*Requirement*:
Please transcribe the data that follows exactly, from its first line through the line that contains "### LINKED ISSUE".

*Source data*:
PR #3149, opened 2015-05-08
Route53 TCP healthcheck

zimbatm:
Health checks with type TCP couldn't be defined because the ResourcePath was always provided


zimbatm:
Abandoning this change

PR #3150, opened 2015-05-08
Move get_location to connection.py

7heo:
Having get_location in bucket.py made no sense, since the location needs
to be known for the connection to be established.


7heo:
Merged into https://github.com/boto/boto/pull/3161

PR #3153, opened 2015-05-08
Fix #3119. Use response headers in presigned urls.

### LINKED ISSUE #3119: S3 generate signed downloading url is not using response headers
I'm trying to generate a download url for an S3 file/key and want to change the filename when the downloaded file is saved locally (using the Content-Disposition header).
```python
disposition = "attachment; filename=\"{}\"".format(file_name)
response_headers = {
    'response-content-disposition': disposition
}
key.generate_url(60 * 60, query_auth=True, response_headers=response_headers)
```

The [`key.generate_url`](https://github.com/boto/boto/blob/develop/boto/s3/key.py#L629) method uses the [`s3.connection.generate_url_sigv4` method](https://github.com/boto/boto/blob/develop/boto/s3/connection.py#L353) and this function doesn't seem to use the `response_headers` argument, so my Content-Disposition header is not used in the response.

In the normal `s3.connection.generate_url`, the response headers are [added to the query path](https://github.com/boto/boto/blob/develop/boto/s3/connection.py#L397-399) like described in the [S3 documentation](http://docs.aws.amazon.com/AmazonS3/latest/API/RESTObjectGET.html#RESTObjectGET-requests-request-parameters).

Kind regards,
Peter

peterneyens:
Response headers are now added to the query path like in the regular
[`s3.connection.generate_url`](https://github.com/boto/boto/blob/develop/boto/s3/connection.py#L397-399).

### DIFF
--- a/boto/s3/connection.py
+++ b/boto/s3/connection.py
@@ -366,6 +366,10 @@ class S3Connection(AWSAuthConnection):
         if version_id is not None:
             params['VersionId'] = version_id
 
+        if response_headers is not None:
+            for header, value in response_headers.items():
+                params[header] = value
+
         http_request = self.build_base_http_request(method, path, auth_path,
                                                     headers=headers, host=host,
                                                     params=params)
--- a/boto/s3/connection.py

*Answer to the problem*:
PR #3149, opened 2015-05-08
Route53 TCP healthcheck

zimbatm:
Health checks with type TCP couldn't be defined because the ResourcePath was always provided


zimbatm:
Abandoning this change

PR #3150, opened 2015-05-08
Move get_location to connection.py

7heo:
Having get_location in bucket.py made no sense, since the location needs
to be known for the connection to be established.


7heo:
Merged into https://github.com/boto/boto/pull/3161

PR #3153, opened 2015-05-08
Fix #3119. Use response headers in presigned urls.

### LINKED ISSUE #3119: S3 generate signed downloading url is not using response headers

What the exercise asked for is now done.